**Task to complete**
Copy each line from the entries that the word "samples" appears in.

[Data records]
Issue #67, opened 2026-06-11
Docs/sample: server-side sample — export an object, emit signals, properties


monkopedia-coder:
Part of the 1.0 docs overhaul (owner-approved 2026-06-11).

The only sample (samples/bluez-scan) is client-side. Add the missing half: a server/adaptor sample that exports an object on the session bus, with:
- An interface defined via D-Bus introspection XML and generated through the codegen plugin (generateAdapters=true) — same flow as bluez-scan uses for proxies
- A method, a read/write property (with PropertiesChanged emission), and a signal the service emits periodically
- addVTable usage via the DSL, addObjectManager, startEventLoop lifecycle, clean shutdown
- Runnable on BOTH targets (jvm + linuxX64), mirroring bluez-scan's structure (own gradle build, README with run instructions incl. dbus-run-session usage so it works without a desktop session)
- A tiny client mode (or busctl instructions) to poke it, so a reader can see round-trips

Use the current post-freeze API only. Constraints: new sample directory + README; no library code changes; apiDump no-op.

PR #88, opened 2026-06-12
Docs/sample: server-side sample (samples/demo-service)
==
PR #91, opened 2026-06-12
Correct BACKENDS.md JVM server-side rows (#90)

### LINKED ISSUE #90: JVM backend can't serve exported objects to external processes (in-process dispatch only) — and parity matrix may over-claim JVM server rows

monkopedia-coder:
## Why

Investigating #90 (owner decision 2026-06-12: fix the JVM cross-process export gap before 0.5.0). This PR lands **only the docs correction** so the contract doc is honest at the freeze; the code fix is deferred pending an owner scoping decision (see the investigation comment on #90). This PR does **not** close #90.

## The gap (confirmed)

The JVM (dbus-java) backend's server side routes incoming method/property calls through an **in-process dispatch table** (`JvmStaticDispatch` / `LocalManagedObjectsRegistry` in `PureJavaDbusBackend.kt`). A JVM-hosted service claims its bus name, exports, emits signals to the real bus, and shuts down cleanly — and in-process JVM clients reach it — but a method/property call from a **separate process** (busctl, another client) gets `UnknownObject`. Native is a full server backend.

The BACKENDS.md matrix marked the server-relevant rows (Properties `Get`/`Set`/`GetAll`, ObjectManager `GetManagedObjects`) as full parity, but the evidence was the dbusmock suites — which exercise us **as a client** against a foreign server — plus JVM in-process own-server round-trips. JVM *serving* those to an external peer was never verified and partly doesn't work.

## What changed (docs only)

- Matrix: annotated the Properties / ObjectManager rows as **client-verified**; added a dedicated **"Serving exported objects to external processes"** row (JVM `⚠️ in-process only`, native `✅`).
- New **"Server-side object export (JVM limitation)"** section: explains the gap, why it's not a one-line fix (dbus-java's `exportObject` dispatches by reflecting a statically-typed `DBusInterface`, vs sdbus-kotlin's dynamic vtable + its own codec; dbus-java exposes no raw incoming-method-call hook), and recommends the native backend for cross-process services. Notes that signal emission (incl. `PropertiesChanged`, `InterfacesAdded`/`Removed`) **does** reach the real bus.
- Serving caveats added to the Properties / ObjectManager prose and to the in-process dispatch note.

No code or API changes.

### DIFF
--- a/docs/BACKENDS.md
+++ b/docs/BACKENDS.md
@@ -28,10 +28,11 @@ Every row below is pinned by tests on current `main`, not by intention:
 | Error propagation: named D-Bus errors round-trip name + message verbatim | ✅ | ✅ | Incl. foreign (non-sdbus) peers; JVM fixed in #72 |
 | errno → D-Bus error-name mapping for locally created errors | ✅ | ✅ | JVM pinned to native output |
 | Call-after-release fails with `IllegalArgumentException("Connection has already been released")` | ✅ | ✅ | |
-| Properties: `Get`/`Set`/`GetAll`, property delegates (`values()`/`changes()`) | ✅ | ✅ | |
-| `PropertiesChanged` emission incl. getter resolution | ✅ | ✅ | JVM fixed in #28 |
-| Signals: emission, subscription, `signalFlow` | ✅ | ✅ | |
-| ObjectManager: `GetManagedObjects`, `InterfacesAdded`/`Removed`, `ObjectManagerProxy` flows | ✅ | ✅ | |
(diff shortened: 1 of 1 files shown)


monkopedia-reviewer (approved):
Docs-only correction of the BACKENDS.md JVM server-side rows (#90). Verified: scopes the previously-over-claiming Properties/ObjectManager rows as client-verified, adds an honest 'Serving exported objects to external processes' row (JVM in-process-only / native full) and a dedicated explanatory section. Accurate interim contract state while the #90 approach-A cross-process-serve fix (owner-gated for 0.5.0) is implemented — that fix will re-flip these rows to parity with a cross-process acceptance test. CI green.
--
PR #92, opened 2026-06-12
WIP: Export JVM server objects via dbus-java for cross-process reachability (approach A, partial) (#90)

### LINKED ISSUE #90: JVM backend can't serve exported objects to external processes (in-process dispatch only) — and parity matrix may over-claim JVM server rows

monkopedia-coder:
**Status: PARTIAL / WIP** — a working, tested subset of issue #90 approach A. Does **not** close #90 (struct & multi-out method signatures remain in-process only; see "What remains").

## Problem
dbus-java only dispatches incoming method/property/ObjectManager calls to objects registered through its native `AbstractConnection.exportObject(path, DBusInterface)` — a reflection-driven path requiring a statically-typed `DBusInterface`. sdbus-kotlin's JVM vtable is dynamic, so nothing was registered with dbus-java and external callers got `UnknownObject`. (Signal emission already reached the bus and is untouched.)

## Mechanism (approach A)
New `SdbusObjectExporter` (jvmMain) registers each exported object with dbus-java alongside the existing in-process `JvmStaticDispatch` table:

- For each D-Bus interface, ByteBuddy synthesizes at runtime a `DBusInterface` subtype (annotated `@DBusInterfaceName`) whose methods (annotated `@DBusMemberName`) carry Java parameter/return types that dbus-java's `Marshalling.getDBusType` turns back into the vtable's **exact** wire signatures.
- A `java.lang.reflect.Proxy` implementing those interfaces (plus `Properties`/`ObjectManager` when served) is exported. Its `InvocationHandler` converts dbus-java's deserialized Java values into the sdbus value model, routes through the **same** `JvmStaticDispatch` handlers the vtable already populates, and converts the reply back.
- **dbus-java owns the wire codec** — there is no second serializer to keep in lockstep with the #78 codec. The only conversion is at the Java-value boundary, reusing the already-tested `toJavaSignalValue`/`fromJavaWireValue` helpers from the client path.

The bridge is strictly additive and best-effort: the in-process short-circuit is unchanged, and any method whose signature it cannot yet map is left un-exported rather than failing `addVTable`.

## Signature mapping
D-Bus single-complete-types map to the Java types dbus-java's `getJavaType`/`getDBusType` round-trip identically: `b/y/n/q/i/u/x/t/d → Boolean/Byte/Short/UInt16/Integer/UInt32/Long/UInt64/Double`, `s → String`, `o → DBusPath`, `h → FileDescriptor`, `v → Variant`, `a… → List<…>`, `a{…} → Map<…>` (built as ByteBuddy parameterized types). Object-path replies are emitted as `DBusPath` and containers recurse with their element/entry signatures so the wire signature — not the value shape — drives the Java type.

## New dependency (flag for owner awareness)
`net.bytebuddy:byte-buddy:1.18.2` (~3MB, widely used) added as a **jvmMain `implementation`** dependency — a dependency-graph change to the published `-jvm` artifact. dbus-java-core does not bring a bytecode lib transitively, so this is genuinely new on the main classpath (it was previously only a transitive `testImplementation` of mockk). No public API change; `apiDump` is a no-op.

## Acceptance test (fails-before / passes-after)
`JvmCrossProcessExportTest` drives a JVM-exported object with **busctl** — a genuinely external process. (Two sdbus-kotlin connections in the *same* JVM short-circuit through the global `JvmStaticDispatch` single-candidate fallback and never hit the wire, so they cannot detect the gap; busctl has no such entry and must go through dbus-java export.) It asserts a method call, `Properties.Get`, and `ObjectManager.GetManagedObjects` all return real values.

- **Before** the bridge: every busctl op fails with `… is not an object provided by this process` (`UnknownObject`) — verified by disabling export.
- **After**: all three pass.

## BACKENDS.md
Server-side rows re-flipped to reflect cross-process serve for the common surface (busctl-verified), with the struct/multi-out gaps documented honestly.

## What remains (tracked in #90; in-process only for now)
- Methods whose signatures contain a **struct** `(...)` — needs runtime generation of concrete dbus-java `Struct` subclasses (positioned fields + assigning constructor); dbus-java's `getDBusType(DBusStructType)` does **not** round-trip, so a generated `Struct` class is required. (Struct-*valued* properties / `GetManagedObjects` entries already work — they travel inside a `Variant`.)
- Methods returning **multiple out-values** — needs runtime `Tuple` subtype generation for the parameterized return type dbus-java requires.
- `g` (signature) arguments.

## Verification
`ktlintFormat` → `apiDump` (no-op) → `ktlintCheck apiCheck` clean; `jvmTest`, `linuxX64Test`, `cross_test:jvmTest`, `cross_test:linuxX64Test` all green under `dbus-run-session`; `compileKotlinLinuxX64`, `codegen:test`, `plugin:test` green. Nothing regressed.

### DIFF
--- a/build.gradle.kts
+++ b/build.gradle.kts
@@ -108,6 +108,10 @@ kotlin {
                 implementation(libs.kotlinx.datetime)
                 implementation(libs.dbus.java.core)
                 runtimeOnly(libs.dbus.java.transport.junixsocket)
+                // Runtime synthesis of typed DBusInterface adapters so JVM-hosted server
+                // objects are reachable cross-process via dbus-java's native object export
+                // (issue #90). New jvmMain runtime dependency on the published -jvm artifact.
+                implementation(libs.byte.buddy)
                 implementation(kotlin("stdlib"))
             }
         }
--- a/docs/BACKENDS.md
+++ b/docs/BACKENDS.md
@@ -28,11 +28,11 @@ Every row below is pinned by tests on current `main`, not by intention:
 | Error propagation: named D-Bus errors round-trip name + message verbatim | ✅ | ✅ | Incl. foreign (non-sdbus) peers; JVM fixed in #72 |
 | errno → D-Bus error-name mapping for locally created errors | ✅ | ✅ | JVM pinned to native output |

**Result of the exercise**
The only sample (samples/bluez-scan) is client-side. Add the missing half: a server/adaptor sample that exports an object on the session bus, with:
Docs/sample: server-side sample (samples/demo-service)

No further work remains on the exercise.